WHAT THE EXERCISE ASKS »
In the material below, find each line that contains the word "SearchPage" and copy it.

GIVEN RECORDS »
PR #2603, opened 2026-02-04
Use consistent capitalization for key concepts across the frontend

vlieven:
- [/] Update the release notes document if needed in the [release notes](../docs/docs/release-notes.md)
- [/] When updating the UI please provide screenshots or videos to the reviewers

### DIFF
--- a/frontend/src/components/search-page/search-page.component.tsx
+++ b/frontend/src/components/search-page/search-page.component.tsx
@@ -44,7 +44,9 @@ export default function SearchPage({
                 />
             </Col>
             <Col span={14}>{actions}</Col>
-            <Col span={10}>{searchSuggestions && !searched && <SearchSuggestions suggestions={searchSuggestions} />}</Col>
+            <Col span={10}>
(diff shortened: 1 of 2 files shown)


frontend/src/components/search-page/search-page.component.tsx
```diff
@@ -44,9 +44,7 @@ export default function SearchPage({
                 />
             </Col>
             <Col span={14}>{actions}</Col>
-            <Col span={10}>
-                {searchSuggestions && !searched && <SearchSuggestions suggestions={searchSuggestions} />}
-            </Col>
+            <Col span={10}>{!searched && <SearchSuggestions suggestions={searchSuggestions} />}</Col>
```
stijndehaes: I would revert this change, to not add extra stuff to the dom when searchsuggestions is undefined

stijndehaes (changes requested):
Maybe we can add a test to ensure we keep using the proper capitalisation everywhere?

WRITTEN ANSWER »
@@ -44,7 +44,9 @@ export default function SearchPage({
@@ -44,9 +44,7 @@ export default function SearchPage({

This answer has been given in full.